Josh Powell was a monster IMO. He was very good, had good defense great rebounding and had a 3 pointer.

Mo Ager, was fantastic. This guy was fast and got to the bucket with ease, and was a great finisher. He could handle the ball pretty good, and his 3 point shot was outstanding. He scored 23 points tonight, and he was almost a man amongst boys.

His defense seemed solid as well, and yeah he made a couple of mistakes, but his passes on the fast break were outstanding IMO.

All in all, I think Ager/Terry/Howard/Dirk/Damp on the floor will be some outstanding basketball. And when Devin comes in for Terry, it's going to be a fast fast fast team."

dude1394:
"I also just got back from the game. Here's what I saw.

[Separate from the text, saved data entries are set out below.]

PR #1080, opened 2019-01-21
BUG: Fix distance encoded projection in Slice view

Sunderlandkyl:
- Implicit plane function for calculating distance uses SliceXYToRAS, however the distance is scaled in the Z direction
- Fixed by normalizing the plane normal used for distance encoded projection


lassoan:
Looks good, thank you!

To be consistent, could you please make the same fix in vtkMRMLSegmentationsDisplayableManager2D.cxx?

Sunderlandkyl:
Sure, done!

lassoan:
Merged, thank you!

PR #1081, opened 2019-01-24
Add dicomweb client

pieper:
This works for me on mac, but I believe it's right for other platforms too.  @jcfr can you have a look?


SuperBuild.cmake
```diff
@@ -118,7 +118,14 @@ if(Slicer_BUILD_DICOM_SUPPORT)
...
 
 if(Slicer_BUILD_DICOM_SUPPORT AND Slicer_USE_PYTHONQT_WITH_OPENSSL)
+  list(APPEND Slicer_DEPENDENCIES python-pydicom1)
   list(APPEND Slicer_DEPENDENCIES python-pydicom)
+  list(APPEND Slicer_DEPENDENCIES python-certifi)
+  list(APPEND Slicer_DEPENDENCIES python-idna)
+  list(APPEND Slicer_DEPENDENCIES python-chardet)
+  list(APPEND Slicer_DEPENDENCIES python-urllib3)
+  list(APPEND Slicer_DEPENDENCIES python-requests)
+  list(APPEND Slicer_DEPENDENCIES python-dicomweb-client)
```
jcfr: Could you dispatch the indirect dependencies in their respective external project ? That way only `python-dicomweb-client` would be listed here.

SuperBuild/External_python-certifi.cmake
```diff
@@ -0,0 +1,45 @@
+set(proj python-certifi)
```
jcfr: Not sure if this is needed, indeed we already provide certs within Slicer:
* https://github.com/Slicer/Slicer/tree/master/Base/QTCore/Resources/Certs
* https://github.com/Slicer/Slicer/blob/a3cb76715f1158d5e0c1b17982ee7e1836e3fcc5/CMake/SlicerBlockCTKAppLauncherSettings.cmake#L131-L135

SuperBuild.cmake
pieper: Thanks for the review Jc 👍 

What do you mean by dispatch?  I didn't find anyplace where these dependencies were listed, I only discovered them by trying to import the package.

SuperBuild/External_python-certifi.cmake
pieper: This package is a dependency when importing urllib3, so trying to use our own certificates would probably mean changing requests and urllib3, which is probably not a good idea.

SuperBuild.cmake
jcfr: The idea is to list the direct dependency here: https://github.com/Slicer/Slicer/pull/1081/files#diff-248ac0f903bd7e21b07e0b618e2bba3cR4

For pydicom, they can be extracted from here: https://github.com/clindatsci/dicomweb-client/blob/bfbaff8cfdc74d27fb30b9ea8cc462d1e317135d/setup.py#L58-L63

pieper: Ok, I see what you mean, yes, that would be cleaner.

SuperBuild/External_python-certifi.cmake
jcfr: It is an optional dependency, see https://github.com/urllib3/urllib3/blob/799f50d70720accd2343905ce8225062b8b099fe/setup.py#L66-L78

Also, by default urllib3 do not create https connection, it has to be explicitly done.  See https://github.com/urllib3/urllib3/blob/791e9b4a97d71e6fccb11b4d1c67b01cc0848776/docs/user-guide.rst#certificate-verification

This means that instead of using `certifi.where()`, the path to the Slicer cert bundle should probably be used.
See https://github.com/urllib3/urllib3/blob/791e9b4a97d71e6fccb11b4d1c67b01cc0848776/docs/advanced-usage.rst#custom-ssl-certificates

Now, I don't what this means for pydicom web client, this would have to be verified

pieper: I know I couldn't even import the package without certifi.

dicomweb-client uses urllib3 via requests, and apparently it does verify by default.  But it also looks like we could pass in a path to the certificates.

http://docs.python-requests.org/en/master/user/advanced/#ssl-cert-verification

It looks like if dicomweb-client could be imported then it would be possible to pass in the cert path to the client.

https://github.com/clindatsci/dicomweb-client/blob/12ea4e6c8b03298109feb6c52cbbe0455f12855c/src/dicomweb_client/api.py#L207-L208

This looks like something we could sort out with Markus next week when we're all together.

pieper: Looks like certifi is a hard requirement for requests, even if it's not for urlib3: 

https://github.com/requests/requests/blob/master/setup.py#L48

If I remove certify then requests won't import:
```
>>> import dicomweb_client
  File "/q5r/python-install/lib/python2.7/site-packages/dicomweb_client/__init__.py", line 3, in <module>
    from dicomweb_client.api import DICOMwebClient
  File "/q5r/python-install/lib/python2.7/site-packages/dicomweb_client/api.py", line 16, in <module>
    import requests
  File "/q5r/python-install/lib/python2.7/site-packages/requests/__init__.py", line 112, in <module>
    from . import utils
  File "/q5r/python-install/lib/python2.7/site-packages/requests/utils.py", line 24, in <module>
    from . import certs
  File "/q5r/python-install/lib/python2.7/site-packages/requests/certs.py", line 15, in <module>
    from certifi import where
ImportError: No module named certifi
>>> 
```

@jcfr , as we discussed at Project Week, while it would be best not to have two copies of the certificates, I don't see an obvious way around it in this case.  I'll go ahead and commit this and then we can change later if we think of a workaround.

pieper: One option could be to provide a fork of certifi that points to the Slicer cacert pem path, but that strikes me as more confusing than having two bundles.

jamesobutler:
I was looking at old open pull requests and noticed this was already merged. @pieper you can probably close this PR.

Integrated as [27955](https://github.com/Slicer/Slicer/commit/99142bce0076570388373f5746d022c5b7fa33e7), [27956](https://github.com/Slicer/Slicer/commit/dabd7138c6ed0dba8806066a69c88f32e0762fb7), [27957](https://github.com/Slicer/Slicer/commit/3b5e1167baf37b875f6b8190a787dc9594331441), [27958](https://github.com/Slicer/Slicer/commit/7c5c6ee991df04b733545efe28dfead16448bc76)

pieper:
Yes, this was added.

PR #942, opened 2018-04-27
SegmentEditor used too much space after returning to None effect

che85:
# Before changes

| Paint Effect        | None           | 
| ------------- |:-------------:|
| before01| before02       |

# After changes

| Paint Effect        | None           | 
| ------------- |:-------------:|
| after01 | after02   |

PR #1085, opened 2019-01-30
ENH: Friendlier segment editor widget for better intergration in layouts

vovythevov:
This PR aims to simplify integration of the Segment Editor widget in other widget.
Here is an illustration of what it looks like with and without this PR.
illustration

The code used to generate this is here: 
[SegmentEditorUIFix.zip](https://github.com/Slicer/Slicer/files/2814355/SegmentEditorUIFix.zip)


vovythevov:
Also, here is the SegmentEditor before/after the change:

segmenteditor_illustration

cpinter:
When we tried to do similar fixes in the past, there were always some bugs that came out when stress-testing that prevented applying that specific fix. So please try every option, in every effect, including the "Show details" button in the effect panels. Thanks!

che85:
That's right, but after setting up my new development environment I didn't get to continue working on it. 

Definitely looks good to me! Qt can be such a pain when it comes to sizing widgets.

jamesobutler:
So I tested this and it does appear to fix the empty space above and below the undo/redo buttons.

However, when selecting an active effect, the options groupbox becomes visible and increases the size of the widget and upon switching back to "None" the widget maintains its size, but the table is the driving force and pushes the effect groupbox down the page farther.  @che85 was trying to solve this in #942.  This is most noticeable for an effect with a large options groupbox such as "Logical Operators".  It is annoying when switching between effects for the effects groupbox to be moving up/down in the SegmentEditorWidget.  I would suggest that the table be a fixed size so that the effects groupbox is always in the same position in the widget.  This shouldn't be a problem because the table will show a vertical scroll bar once there are more contents than can be shown in the max size.

vovythevov:
Thanks everyone for the feedback ! I agree, layouts are finicky :)

I amended my commit and I think that provides a satisfying user experience. The table widget is now properly resizable (up to a minimum of a 100 pixel. That particular value is arbitrary, feel free to change it

). The effect buttons resizes itself properly when switching to and from each effect without affecting the size of the table.
The only thing is that there is a small jitter when switching from an effect to None. I am not sure where it comes from.

Here is a (low quality) gif to illustrate it all:
segmenteditordemo_lowquality

jamesobutler:
> The table widget is now properly resizable (up to a minimum of a 100 pixel. That particular value is arbitrary, feel free to change it).

I totally support that change for it to be resizeable instead of my suggested fixed size.  The changes to keep the effect groupbox in the same location upon switching effects looks great! Good work!  

I'm also not sure why adjusting the bottom widget and then changing to none causes that jitter in the layout policy. I'll see if I can help out. This is pretty close to being complete.

jamesobutler:
I have been messing around with this layout stuff for awhile without any success.  When going to the "None" effect, the options groupbox and masking groupbox are hidden which results in the segments table in the expandable widget expanding instead of maintaining its currently expanded size and the widget downsizing.

The flickering of the layout also exists in parts when simply collapsing/expanding the masking groupbox. So maybe worth trying to figure out that as a first step.

lassoan:
Csaba and I have spent days with trying to improve the layout behavior. There have been many other "almost good" solutions, which were better in several aspects but had some unacceptable issues. I don't think there is a simple fix, just by manipulating existing widget options.

I suspect that some of the CTK widgets that we use don't behave correctly and that throws off Qt's sizing strategy. We may fix the widgets, stop using certain widgets, or reorganize GUI layout to resolve this, but most likely this will require 1-2 weeks of work.

vovythevov:
Hi guys,

Thanks for all the interest on this. I agree, with you @lassoan, I think that issues are coming from the CTK widget (particurarly the ctkExpadingWidget) and this is shaping up to be a much bigger change that I anticipated. Sorry for opening pandora's box :(

If anything can be salvaged from this PR though, I think we could at least remove the spacer item from the widget and move it into the python widget (respectively [from here](https://github.com/Slicer/Slicer/pull/1085/files#diff-7f2770d07a8b11d16935a41020155195L472) and [to here](https://github.com/Slicer/Slicer/pull/1085/files#diff-c1bcf66514042746b8d6f481d166944fR63)).

I will let you decide what do with this PR, please feel free to close it, spin if off into an issue, cherry-pick part of it or whatever you think is appropriate.

jcfr:
I am jumping into the conversation and i am probably missing some points but I was wondering if the [ctkDynamicSpacer](https://github.com/commontk/CTK/blob/master/Libs/Widgets/ctkDynamicSpacer.h#L33) would be of any help.

```
/// Description
/// A spacer widget that has a dynamic size policy controllable via its slot
/// activate(bool). It can be usefully when you don't want a rigid layout. 
```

- Pavel is a bust man. Not only as above foul prone but he isn't that strong. He's tall however and made it tough on a few guys inside. But the guy took him all of 10 feet outside and shot over him all night. The only thing that I will say about him is that he sort of seemed to show a little bit of a nasty streak, at least I thought his fourth foul came on a pretty intentional elbow to some guy. He doesn't even set a good pick, a bust imo.

- Josh Powell was really, really active and was over the rim all night long. Nice thing about him was that he let the game come to him, took his shots when he was open, set good nba picks, rebounded and contested defensively really well. He seemed the most mature player out there.

- Rawle Marshall looked like a rookie forcing up a bunch of stuff, throwing up junk at the rim and basically looking like an undrafted player. He won't be on the roster this year imo.

- A guy name Segena', Sagana' something I liked a lot. He was taller than Powell but he moved really well, he and josh were pretty studly in there and the Nigerians have some pretty hefty dudes imo. Their strengths I thought were there size inside.

- Mo had one pretty bad streak sandwiched between two really good ones. In the first period he looked like the most senior guy on the court. He was really court aware, hit his shots and got some really nice assists. He was really under control.

Then the bad period occurred where he seemed to force a little too much especially around the basket against as I said some pretty stout inside guys. I'm not sure he finised a basket in the second quarter. He also started missing some shots as he looked gassed.
In the fourth he pretty much put the game away in a few ways. Grabbed a rebound and pushed it up the court for a few assists to the big guy and hit a couple of 3s that iced it.

His shot: Really nice shooter it appears. He was taking NBA 3ptrs and hitting them. He will be a most excellent spot up shooter from anywhere. He had one at the end of the first half I think that was a step inside of half court and he just took a shot, not really a running fling but pretty much a jump shot. He's got plenty of range.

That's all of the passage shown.